• _ASSIGNED TASK_
Among the lines below, restate word for word only those from the line with "- Program a Crescendo" through the line with "2. On a Threatre", with both end lines kept.

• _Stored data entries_
==================================================
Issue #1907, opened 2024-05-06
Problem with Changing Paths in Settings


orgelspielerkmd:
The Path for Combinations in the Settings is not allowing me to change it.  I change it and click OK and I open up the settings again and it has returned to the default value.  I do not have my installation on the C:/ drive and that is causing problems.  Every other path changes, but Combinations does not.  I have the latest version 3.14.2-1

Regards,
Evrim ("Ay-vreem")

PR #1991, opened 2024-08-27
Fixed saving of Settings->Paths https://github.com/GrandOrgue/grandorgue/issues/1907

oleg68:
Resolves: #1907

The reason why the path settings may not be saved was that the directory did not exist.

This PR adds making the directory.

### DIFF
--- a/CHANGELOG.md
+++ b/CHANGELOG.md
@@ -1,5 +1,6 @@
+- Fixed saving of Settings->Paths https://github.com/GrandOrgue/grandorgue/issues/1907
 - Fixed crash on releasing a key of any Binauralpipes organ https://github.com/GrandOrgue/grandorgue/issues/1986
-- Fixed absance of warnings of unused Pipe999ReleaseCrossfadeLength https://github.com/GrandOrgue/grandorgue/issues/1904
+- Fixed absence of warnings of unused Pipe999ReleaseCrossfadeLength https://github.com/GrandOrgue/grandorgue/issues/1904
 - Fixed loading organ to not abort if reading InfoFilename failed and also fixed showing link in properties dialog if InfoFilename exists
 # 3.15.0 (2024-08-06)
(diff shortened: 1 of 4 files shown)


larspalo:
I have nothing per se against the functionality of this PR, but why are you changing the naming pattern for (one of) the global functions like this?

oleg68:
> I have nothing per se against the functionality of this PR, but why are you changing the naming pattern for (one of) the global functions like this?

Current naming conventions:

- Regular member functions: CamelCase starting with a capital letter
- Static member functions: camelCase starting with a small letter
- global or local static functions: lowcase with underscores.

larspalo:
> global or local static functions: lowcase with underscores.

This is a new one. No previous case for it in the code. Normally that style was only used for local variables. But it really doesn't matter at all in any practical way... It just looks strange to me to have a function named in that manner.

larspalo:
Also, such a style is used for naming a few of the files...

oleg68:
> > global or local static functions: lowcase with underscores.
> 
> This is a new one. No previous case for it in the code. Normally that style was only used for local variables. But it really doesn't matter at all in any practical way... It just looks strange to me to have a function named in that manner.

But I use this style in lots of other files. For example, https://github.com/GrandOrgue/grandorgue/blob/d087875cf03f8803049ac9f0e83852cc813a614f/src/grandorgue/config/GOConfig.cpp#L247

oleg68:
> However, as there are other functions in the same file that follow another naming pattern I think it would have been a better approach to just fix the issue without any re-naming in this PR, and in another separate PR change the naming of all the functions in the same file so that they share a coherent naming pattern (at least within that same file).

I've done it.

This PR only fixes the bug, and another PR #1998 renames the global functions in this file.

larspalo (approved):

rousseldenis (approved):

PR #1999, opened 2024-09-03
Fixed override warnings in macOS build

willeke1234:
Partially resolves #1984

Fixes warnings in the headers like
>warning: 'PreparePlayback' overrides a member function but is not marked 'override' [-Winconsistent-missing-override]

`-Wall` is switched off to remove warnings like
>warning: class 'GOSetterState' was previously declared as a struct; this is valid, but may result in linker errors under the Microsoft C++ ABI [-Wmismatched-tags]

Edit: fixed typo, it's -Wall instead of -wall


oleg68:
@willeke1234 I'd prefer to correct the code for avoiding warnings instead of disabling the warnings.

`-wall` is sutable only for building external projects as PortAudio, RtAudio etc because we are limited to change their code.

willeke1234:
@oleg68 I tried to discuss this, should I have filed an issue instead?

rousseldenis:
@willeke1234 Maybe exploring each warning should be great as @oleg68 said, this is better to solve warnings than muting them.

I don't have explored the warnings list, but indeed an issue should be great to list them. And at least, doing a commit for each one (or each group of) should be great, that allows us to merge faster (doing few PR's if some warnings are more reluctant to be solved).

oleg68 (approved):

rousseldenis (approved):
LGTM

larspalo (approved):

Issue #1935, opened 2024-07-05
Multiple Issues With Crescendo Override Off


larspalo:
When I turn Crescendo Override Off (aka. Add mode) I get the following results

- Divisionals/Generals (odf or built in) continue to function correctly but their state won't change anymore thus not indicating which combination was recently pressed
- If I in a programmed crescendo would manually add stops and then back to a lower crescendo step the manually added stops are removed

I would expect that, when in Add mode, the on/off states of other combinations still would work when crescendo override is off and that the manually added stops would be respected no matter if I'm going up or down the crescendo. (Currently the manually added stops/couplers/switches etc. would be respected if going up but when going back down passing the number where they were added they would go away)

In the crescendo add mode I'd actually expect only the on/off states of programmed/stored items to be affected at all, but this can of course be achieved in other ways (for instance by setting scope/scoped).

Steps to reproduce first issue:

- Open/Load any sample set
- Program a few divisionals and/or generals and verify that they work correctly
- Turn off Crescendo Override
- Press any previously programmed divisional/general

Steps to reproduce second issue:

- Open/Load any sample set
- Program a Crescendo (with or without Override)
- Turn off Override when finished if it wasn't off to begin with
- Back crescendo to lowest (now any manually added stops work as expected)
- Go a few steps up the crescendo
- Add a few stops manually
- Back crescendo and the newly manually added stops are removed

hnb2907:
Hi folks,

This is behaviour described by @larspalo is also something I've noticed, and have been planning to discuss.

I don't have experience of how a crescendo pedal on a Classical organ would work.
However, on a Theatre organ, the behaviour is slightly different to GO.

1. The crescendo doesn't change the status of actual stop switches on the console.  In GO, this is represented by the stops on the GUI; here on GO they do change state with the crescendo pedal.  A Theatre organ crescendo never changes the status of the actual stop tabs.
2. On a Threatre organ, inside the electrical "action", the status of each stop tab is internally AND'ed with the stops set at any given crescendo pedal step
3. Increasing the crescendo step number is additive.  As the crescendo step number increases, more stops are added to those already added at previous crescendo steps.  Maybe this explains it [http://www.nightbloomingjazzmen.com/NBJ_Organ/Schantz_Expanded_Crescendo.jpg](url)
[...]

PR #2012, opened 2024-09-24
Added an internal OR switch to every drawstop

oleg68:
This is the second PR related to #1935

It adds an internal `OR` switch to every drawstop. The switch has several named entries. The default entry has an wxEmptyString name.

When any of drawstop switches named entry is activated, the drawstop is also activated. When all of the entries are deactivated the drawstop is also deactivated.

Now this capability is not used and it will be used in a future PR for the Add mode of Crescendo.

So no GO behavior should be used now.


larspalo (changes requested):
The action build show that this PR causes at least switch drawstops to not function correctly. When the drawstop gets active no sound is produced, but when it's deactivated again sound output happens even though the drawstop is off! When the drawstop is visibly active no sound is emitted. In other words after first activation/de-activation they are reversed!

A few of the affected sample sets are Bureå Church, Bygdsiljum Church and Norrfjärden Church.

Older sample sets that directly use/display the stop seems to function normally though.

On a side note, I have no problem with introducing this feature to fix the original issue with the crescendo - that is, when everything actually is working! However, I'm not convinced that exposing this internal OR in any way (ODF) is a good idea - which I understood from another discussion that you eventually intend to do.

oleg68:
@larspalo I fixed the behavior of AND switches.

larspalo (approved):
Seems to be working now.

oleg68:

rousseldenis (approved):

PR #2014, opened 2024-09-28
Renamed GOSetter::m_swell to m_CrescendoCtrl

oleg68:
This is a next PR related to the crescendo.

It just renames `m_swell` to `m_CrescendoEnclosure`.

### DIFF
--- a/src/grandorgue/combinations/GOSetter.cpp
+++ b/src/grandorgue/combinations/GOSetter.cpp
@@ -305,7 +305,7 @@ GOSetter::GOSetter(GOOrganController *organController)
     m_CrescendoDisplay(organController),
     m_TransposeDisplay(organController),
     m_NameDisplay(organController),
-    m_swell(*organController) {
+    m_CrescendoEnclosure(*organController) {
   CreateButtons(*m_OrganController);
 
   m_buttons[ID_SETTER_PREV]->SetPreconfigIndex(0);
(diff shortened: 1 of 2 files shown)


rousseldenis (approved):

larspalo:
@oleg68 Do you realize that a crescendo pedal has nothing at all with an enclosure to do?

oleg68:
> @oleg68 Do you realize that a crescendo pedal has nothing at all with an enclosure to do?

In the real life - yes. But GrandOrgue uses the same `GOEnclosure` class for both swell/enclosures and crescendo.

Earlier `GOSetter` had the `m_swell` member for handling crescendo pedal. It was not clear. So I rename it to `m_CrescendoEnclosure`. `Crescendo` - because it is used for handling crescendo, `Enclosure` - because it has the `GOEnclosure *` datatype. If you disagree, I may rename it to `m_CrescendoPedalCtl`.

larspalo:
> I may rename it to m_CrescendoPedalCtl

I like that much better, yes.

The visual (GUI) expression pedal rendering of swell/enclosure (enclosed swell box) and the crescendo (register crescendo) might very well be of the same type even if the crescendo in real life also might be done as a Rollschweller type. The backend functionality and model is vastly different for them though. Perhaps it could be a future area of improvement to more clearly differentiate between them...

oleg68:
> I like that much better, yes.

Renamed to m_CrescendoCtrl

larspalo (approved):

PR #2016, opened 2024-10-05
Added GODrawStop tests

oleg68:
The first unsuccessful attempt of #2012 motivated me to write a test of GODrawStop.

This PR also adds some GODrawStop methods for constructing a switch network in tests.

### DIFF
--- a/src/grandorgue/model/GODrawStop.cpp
==================================================
• _ANSWER_
- Program a Crescendo (with or without Override)
- Turn off Override when finished if it wasn't off to begin with
- Back crescendo to lowest (now any manually added stops work as expected)
- Go a few steps up the crescendo
- Add a few stops manually
- Back crescendo and the newly manually added stops are removed

hnb2907:
Hi folks,

This is behaviour described by @larspalo is also something I've noticed, and have been planning to discuss.

I don't have experience of how a crescendo pedal on a Classical organ would work.
However, on a Theatre organ, the behaviour is slightly different to GO.

1. The crescendo doesn't change the status of actual stop switches on the console.  In GO, this is represented by the stops on the GUI; here on GO they do change state with the crescendo pedal.  A Theatre organ crescendo never changes the status of the actual stop tabs.
2. On a Threatre organ, inside the electrical "action", the status of each stop tab is internally AND'ed with the stops set at any given crescendo pedal step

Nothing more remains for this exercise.